PixelWeb: The First Web GUI Dataset with Pixel-Wise Labels
Qi Yang, Weichen Bi, Haiyang Shen, Yaoqi Guo, Yun Ma
TL;DR
PixelWeb introduces a pixel-accurate web GUI dataset built from two modules, Channel Derivation and Layer Analysis, to produce BGRA element bitmaps with precise coordinates and visibility ordering. By combining chroma-key-based element extraction with DOM-aware layering, PixelWeb generates high-quality masks, contours, and BBoxes for over 100k pages, with manual verification confirming annotation fidelity. Empirical results show 3–7× improvements on $mAP_{95}$ for GUI element detection compared to prior datasets, and user studies corroborate annotation quality gains. The dataset's rich element-level metadata enables a wide range of GUI tasks, from precise element retrieval and generation to advanced layout and interaction modeling, with potential extension to mobile apps and non-web GUIs.
Abstract
Graphical User Interface (GUI) datasets are crucial for various downstream tasks. However, GUI datasets often generate annotation information through automatic labeling, which commonly results in inaccurate GUI element BBox annotations, including missing, duplicate, or meaningless BBoxes. These issues can degrade the performance of models trained on these datasets, limiting their effectiveness in real-world applications. Additionally, existing GUI datasets only provide BBox annotations visually, which restricts the development of visually related GUI downstream tasks. To address these issues, we introduce PixelWeb, a large-scale GUI dataset containing over 100,000 annotated web pages. PixelWeb is constructed using a novel automatic annotation approach that integrates visual feature extraction and Document Object Model (DOM) structure analysis through two core modules: channel derivation and layer analysis.
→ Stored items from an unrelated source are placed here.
PR #1698, opened 2021-09-19
chore: Update v1 with master

dupdob:
This PR only contains  a V1 branched merged with master. No fix nor new features.
Refactoring is due after this merge as there are still some design inconsistencies, but **this version works**


rouke-broersma:
Let's use this pr to validate the build and then merge this with a normal merge locally by hand. Merging from github will be a squash merge which we don't want in this specific case.

PR #1702, opened 2021-09-25
Assembly Loader For Source Generator References

JohnMcGlynnMSFT:
Copied the logic from [Roslyn source](https://github.com/dotnet/roslyn/blob/315c2e149ba7889b0937d872274c33fcbfe9af5f/src/CodeStyle/Tools/Program.cs#L55) and it did not throw any exceptions loading the source generators.

https://github.com/stryker-mutator/stryker-net/issues/1650

Please try this out in your projects and comment, and I will upgrade this to a full PR if it is generally valuable.


rouke-broersma:
@JohnMcGlynnMSFT we would prefer to merge this on v1 when it's ready, could you rebase this on the v1 branch?

rouke-broersma:
> > @JohnMcGlynnMSFT we would prefer to merge this on v1 when it's ready, could you rebase this on the v1 branch?
> 
> Breaking change: v1.0 is missing StrykerCompilationException. Do you have a plan to catch up that branch first?

We removed Stryker from all exception names. See https://github.com/stryker-mutator/stryker-net/blob/v1.0/src/Stryker.Core/Stryker.Core/Exceptions/CompilationException.cs

JohnMcGlynnMSFT:
> > > @JohnMcGlynnMSFT we would prefer to merge this on v1 when it's ready, could you rebase this on the v1 branch?
> > 
> > 
> > Breaking change: v1.0 is missing StrykerCompilationException. Do you have a plan to catch up that branch first?
> 
> We removed Stryker from all exception names. See https://github.com/stryker-mutator/stryker-net/blob/v1.0/src/Stryker.Core/Stryker.Core/Exceptions/CompilationException.cs
> 
> V1 is up to date with master

I didn't notice that change. Thanks!

PR #1707, opened 2021-10-01
Remove Newtonsoft.Json dependency

0xced:
Instead, use System.Text.Json everywhere.

### JSON Configuration File

Since there's [no equivalent][1] to `MissingMemberHandling` with `System.Text.Json`, the error messages in case of erroneous keys in the JSON configuration file have been improved. For example, if you have a typo in the `enabled` key you would get this error:

> The allowed keys for the "stryker-config.since" object are { "enabled", "ignore-changes-in", "target" } but "enable" was found in the config file at "[…]/tests/stryker-config.json"

Those better error messages also required to have a `JsonPropertyName` attribute on _all_ the properties. This is probably a good thing anyway since it makes the code more _greppable_.

### Newtonsoft.Json transitive dependency

Unfortunately, `Newtonsoft.Json` is still there transitively (through Buildalyzer/3.2.2 → Microsoft.Extensions.DependencyModel/2.1.0 → Newtonsoft.Json/9.0.1) but there's nothing we can do about it for now, see https://github.com/microsoft/vstest/issues/2488#issuecomment-932036883 for a full explanation.

[1]: https://docs.microsoft.com/en-us/dotnet/standard/serialization/system-text-json-migrate-from-newtonsoft-how-to#missingmemberhandling

### DIFF
--- a/src/Stryker.CLI/Stryker.CLI.UnitTest/ConfigFileTests.cs
+++ b/src/Stryker.CLI/Stryker.CLI.UnitTest/ConfigFileTests.cs
@@ -18,7 +18,7 @@ namespace Stryker.CLI.UnitTest
             var mock = new Mock<IStrykerRunner>(MockBehavior.Strict);
             var options = new StrykerOptions()
             {
-                Thresholds = new Thresholds()
+                Thresholds = new Stryker.Core.Options.Thresholds()
                 {
                     High = 80,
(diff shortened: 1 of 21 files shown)


rouke-broersma:
Apologies on the delay. we'll look into this pr tomorrow.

Channel derivation ensures accurate localization of GUI elements in cases of occlusion and overlapping elements by extracting BGRA four-channel bitmap annotations. Layer analysis uses the DOM to determine the visibility and stacking order of elements, providing precise BBox annotations. Additionally, PixelWeb includes comprehensive metadata such as element images, contours, and mask annotations. Manual verification by three independent annotators confirms the high quality and accuracy of PixelWeb annotations. Experimental results on GUI element detection tasks show that PixelWeb achieves performance on the mAP95 metric that is 3-7 times better than existing datasets. We believe that PixelWeb has great potential for performance improvement in downstream tasks such as GUI generation and automated user interaction.